Support Request for Project tbsequencing.who.int

[sachalau]

1. Category of support requested:

• [x] Choosing an open source licensing (outbound)
• [ ] Open source license compliance (inbound)
• [ ] Building a community of contributors
• [ ] Open source governance for a project
• [ ] Managing open source contributions

2. Type of support proposed:

• [ ] Guides or available policies
• [x] Advice or accompaniment
• [ ] Direct input (may not always be possible)
• [ ] Other

3. Additional context or information about the project:

Dear WHO OSPO,

Thank you for creating the wealth of resources and leading the adoption of open source principles at the WHO.

I am a scientist working at FIND (www.finddx.org) and I have been developing in collaboration with the WHO Global Tuberculosis programme (https://www.who.int/teams/global-tuberculosis-programme) a portal designed for assisting the community into identifying new antimicrobial resistance markers from DNA sequencing data in tuberculosis (https://tbsequencing.who.int).

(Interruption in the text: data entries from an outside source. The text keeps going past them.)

PR #4512, opened 2026-09-17
fix(tencent): preserve unknown consumer lag

### LINKED ISSUE #4510: [Studio][Bug] Tencent missing consumer lag is reported as healthy zero backlog

- [x] I searched open/closed issues and PRs for Tencent `ConsumerLag`, unknown lag, zero backlog, and cloud metrics handling.

### Problem

Tencent RocketMQ 5.x `SubscriptionData.ConsumerLag` is nullable. Tencent's current API documentation explicitly states that null means no valid value can be obtained. Studio currently converts that state to zero in both:

- `TencentInstanceProvider.getGroupProgress`;
- `TencentInstanceProvider.toTopicConsumer`.

The frontend already treats `-1` as the backend's unavailable-lag sentinel, while a real `0` is rendered as a healthy zero backlog.

The second layer is `CloudRocketMqBusinessMetricsCollector`: it applies `Math.max(0, diffTotal)`, so even after a provider reports the established negative unknown sentinel, the cloud metric path would convert it back to zero.

### Impact

A missing Tencent lag value can be presented as a trustworthy `0` in Consumer progress and Topic-consumer views. The same unknown value can enter native cloud metrics as AVAILABLE zero, which can suppress backlog alerts and make an unavailable measurement look healthy.

### Expected behavior

- Map Tencent `ConsumerLag == null` to the existing unknown-lag sentinel (`-1`), not zero.
- Preserve genuine `ConsumerLag == 0` as zero.
- Cloud business metrics must treat any unknown row as unavailable for aggregate group lag/max metrics rather than clamp it to zero.
- Per-topic backlog samples should preserve known topics and mark an unknown topic unavailable.

### Verification plan

Add red-first provider tests for null lag in group progress and topic-consumer mapping, plus collector tests for mixed known/unknown progress. Verify UI/API sentinel semantics remain compatible and known-zero behavior is unchanged.

AI-assisted source audit. Tencent's current `SubscriptionData` documentation states that `ConsumerLag` may return null when a valid value cannot be obtained.

zmuxuny:

- Fixes #4510

### Brief Description

Tencent RocketMQ 5.x documents `SubscriptionData.ConsumerLag` as nullable when no valid value can be obtained. Studio previously converted that state to `0`, making an unavailable measurement look like healthy zero backlog.

This change preserves the existing unknown-lag contract end to end:

- `TencentInstanceProvider.getGroupProgress`: null lag becomes `-1` instead of `0`.
- Tencent Topic-consumer mapping keeps `diffTotal=-1` and sets `metricsAvailable=false`, so the existing UI renders unavailable rather than `0`/`-1` as a quantity.
- `CloudRocketMqBusinessMetricsCollector` no longer clamps negative unknown lag to zero.
- If any progress row is unknown, group `consumer.lag.total` and `consumer.lag.max_queue` are UNAVAILABLE.
- Topic backlog remains granular: known topics keep valid samples, while a topic containing an unknown row is UNAVAILABLE.

Known positive/zero lag semantics are unchanged.

### Red / Green Verification

Fail-before:
- Tencent group progress with `ConsumerLag=null`: expected `-1`, got `0`.
- Tencent Topic-consumer row with `ConsumerLag=null`: expected `-1`/unavailable, got `0`/available.
- Cloud metrics with mixed known + unknown progress: expected aggregate UNAVAILABLE, got AVAILABLE.
- Focused run: **49 tests, exactly 3 failures**; all existing cases passed.

Green, Java 21:
- `TencentInstanceProviderTest,CloudRocketMqBusinessMetricsCollectorTest`: **49/49 passed**.
- Plus `ApacheRocketMqBusinessMetricsCollectorTest,NativeAlertProcessorTest`: **76/76 passed**.
- `git diff --check`: clean.

### Provider contract

Tencent's current `SubscriptionData` documentation states that `ConsumerLag` may be null when a valid value cannot be obtained:
https://cloud.tencent.com/document/product/1493/96031

This PR therefore distinguishes provider-unavailable data from a genuine zero backlog; it does not change the Tencent API calls or add dependencies.

AI-assisted source audit, implementation and regression authoring; all red/green commands above were executed locally against the stated baseline.

### Audit follow-up

A full re-review found one scope-preservation edge in the original metric patch: per-group UNAVAILABLE samples did not carry the Consumer Group's `clusterId`. A native alert rule scoped with `clusterName` could therefore fail to match the unavailable sample during reconciliation.

The current head preserves `group.clusterId` on per-group and per-topic UNAVAILABLE samples while keeping whole-instance collection-failure markers unscoped. The regression now asserts that scope as part of the availability contract.

Current-head verification on Java 21: `TencentInstanceProviderTest,CloudRocketMqBusinessMetricsCollectorTest,NativeAlertProcessorTest` **70/70 passed**; Checkstyle 0; `mvn -B -ntp -DskipTests package` BUILD SUCCESS; `git diff --check` clean.


server/src/main/java/org/apache/rocketmq/studio/cluster/metrics/collectors/CloudRocketMqBusinessMetricsCollector.java
```diff
@@ -87,19 +87,30 @@ private static List<MetricSample> collectGroup(InstanceProvider provider, Instan
         Map<String, String> labels = Map.of("consumerGroup", group.getName());
         try {
             List<QueueProgressVO> progress = provider.getGroupProgress(instance.getName(), group.getName());
-            double totalLag = progress.stream().mapToDouble(row -> Math.max(0L, row.getDiffTotal())).sum();
-            double maxQueueLag = progress.stream().mapToDouble(row -> Math.max(0L, row.getDiffTotal())).max()
-                    .orElse(0D);
+            boolean lagUnknown = progress.stream().anyMatch(row -> row.getDiffTotal() < 0);
```
RockteMQ-AI, line 90: The `lagUnknown` scan iterates the full `progress` list, and then the subsequent `if/else` block iterates it again. Consider combining into a single pass if this list can be large in production. Minor performance note — not a blocker.

RockteMQ-AI (commented):
### Summary
This PR correctly preserves the Tencent provider's "unknown consumer lag" contract end-to-end. Previously, null `ConsumerLag` was silently converted to `0`, making unavailable measurements look like healthy zero backlog. The fix distinguishes provider-unavailable data from genuine zero backlog, which is important for operational correctness.

### Findings
- **[Info]** `CloudRocketMqBusinessMetricsCollector.java:90` — The `lagUnknown` scan and the subsequent computation each iterate `progress` separately. Consider a single-pass approach if this list can be large in production. Minor — not a blocker.
- **[Info]** `TencentInstanceProvider.java:126` — Good sentinel mapping. `-1` is consistent with existing `QueueProgressVO` semantics.

### Strengths
- Red/green verification with explicit baseline is excellent practice.
- Topic-level granularity (known topics keep valid samples, unknown rows → UNAVAILABLE) is well thought out.
- Test coverage for the new behavior is thorough (38 new test lines).
- PR description clearly documents the contract and references the provider documentation.

Overall: Solid bug fix with good test coverage and clear documentation.

---

- **[INFO]** `server/src/main/java/org/apache/rocketmq/studio/provider/tencent/TencentInstanceProvider.java:126` — Good fix. Mapping null `ConsumerLag` to `-1` preserves the provider-unavailable contract end-to-end. The sentinel value `-1` is consistent with the existing `QueueProgressVO` semantics. _(line outside diff)_

RockteMQ-AI (approved):
### Summary
Re-reviewed after new commits. The Tencent provider now correctly preserves the unknown consumer lag contract — when the API returns no lag data, the `UNKNOWN` sentinel is propagated rather than defaulting to 0. The changes span both the provider and the metrics collector, with proper test coverage for both layers.

LGTM.

---

zmuxuny:
Audit follow-up: I found one scope-preservation edge while re-reviewing the open PR set. Per-group UNAVAILABLE cloud lag samples were dropping the group's `clusterId`, so a native alert rule with `clusterName` could fail to match the unavailable sample during reconciliation.

The branch now preserves `group.clusterId` on per-group/group-topic UNAVAILABLE samples while keeping whole-instance failure markers unscoped. The existing unknown-lag test now asserts the cluster id as part of the availability contract.

Re-verified on Java 21: `TencentInstanceProviderTest,CloudRocketMqBusinessMetricsCollectorTest,NativeAlertProcessorTest` **70/70 passed**, Checkstyle 0; `mvn -B -ntp -DskipTests package` BUILD SUCCESS; `git diff --check` clean.

RockteMQ-AI (approved):
### Summary
LGTM — the updated commit properly preserves unknown consumer lag end-to-end for the Tencent provider. The `toConsumerLag()` helper cleanly maps null → -1, and the collector correctly marks group-level and per-topic metrics as UNAVAILABLE when any queue has unknown lag. The `clusterId` propagation fix in the `unavailable()` overload is consistent with the Apache-side fix (#4517). Tests cover both the provider mapping and collector aggregation.

---

lizhimins:
Thanks for the detailed PR and for linking the Tencent documentation on `ConsumerLag` being nullable — that part is accurate, and the change is well built.

To summarise what it does, so we are talking about the same thing: a null `SubscriptionData.ConsumerLag` on the Tencent path stops mapping to `0` and instead becomes `-1` through the new `toConsumerLag` helper (both call sites, group progress and topic consumer); the topic-consumer path additionally derives `metricsAvailable` from that value; and `CloudRocketMqBusinessMetricsCollector` drops its `Math.max(0, ...)` clamp so an unknown row turns `consumer.lag.total` and `consumer.lag.max_queue` into `UNAVAILABLE` samples, with `topic.backlog.total` distinguished per topic and `clusterId` attached to the unavailable samples. Reusing the existing `ConsumerLagResolver.UNKNOWN` / `metricsAvailable` contract rather than inventing a new one was the right instinct, and the three new tests are mutation-sensitive.

**We are not taking this one.** On our reading, when the Tencent monitoring API does not report a `ConsumerLag` for a subscription, `0` is the value we want on this surface. This is the same position we gave on #4386 and recorded in #4361: the backlog numbers an operator reads during an incident stay plain numerics, and we do not want a second, overlapping representation of "no data" that has to be kept consistent with the first by hand. To be clear about the boundary of that decision: the `ConsumerLagResolver.UNKNOWN` / `metricsAvailable` contract on the Apache queue and topic lag paths stays exactly where it is — we are simply not extending it to the cloud providers.

Two further things the review noted, which are independent of the decision above:

1. The change was not symmetric across the cloud providers. `AliyunConverters.toQueueProgressRows` still maps a null `readyCount` to `0L`, and `CloudRocketMqBusinessMetricsCollector` serves both Aliyun and Tencent instances — so the new unknown branch would never fire for an Aliyun instance. `AliyunConverters.toTopicConsumerVO` does not set `diffTotal` at all, which defaults to `0` with `metricsAvailable` true.
2. The sentinel was written as the literal `-1L` rather than `ConsumerLagResolver.UNKNOWN`, and the collector's test was `< 0` rather than `== UNKNOWN`, which does not match the predicate #4517 introduced in `ApacheRocketMqBusinessMetricsCollector` (`< 0` also swallows a genuinely negative lag reported by the cloud).

That said, the decision rests on treating "the API reported no value" as "no backlog", and I may be wrong about that. If you have a concrete case where Tencent returns a null `ConsumerLag` while backlog genuinely exists — ideally a captured API response body plus what the console showed at the same moment — please reopen with that reproduction and we will look again. A real capture is exactly the evidence that would change the answer.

In alignment with our donor's philosophy, we would like to open source all code sustaining the resources, so that country and local health programmes that have expressed interest can replicate the set of tools that we have developed for their own needs. I have had previous meetings with colleagues at the WHO IMT to start the initial conversation and both WHO IMT and I had identified that the WHO OSPO could provide some guidance on a proper open sourcing of the resources.

Our resource is composed of different layers. Our infrastructure configuration is implemented using terraform (the solution relies on one of the main public cloud providers), our backend using Python Django and our frontend ReactJS.

Of course, one critical component to consider are the security implications, because open sourcing could provide attack surface(s) to antagonists. We have consulted with our partners maintaining the cloud resources and we have agreed on the following steps to complete before open sourcing:

• Creation of different repository remotes removing all git commit history data
• Removing of all CICD configuration files to protect near secrets, such as public cloud resources identification values
• Two pass reviews of infrastructure configuration files to check for remaining near-secrets

During development, we have tried to apply most recognized best practices regarding cybersecurity, and have been careful in never using hard coded secrets into our code. We have also used static code analysis to identify potential security concerns.

We have not yet chosen a license. One other thing I was wondering was whether our future remotes that will hold the cleaned out, validated code for our different repositories, could live at the WHO GitHub organization. At the moment, our remotes live in two different places, one being FIND's GitHub organization, and the other one being our partners maintaining the cloud resources' Bitbucket.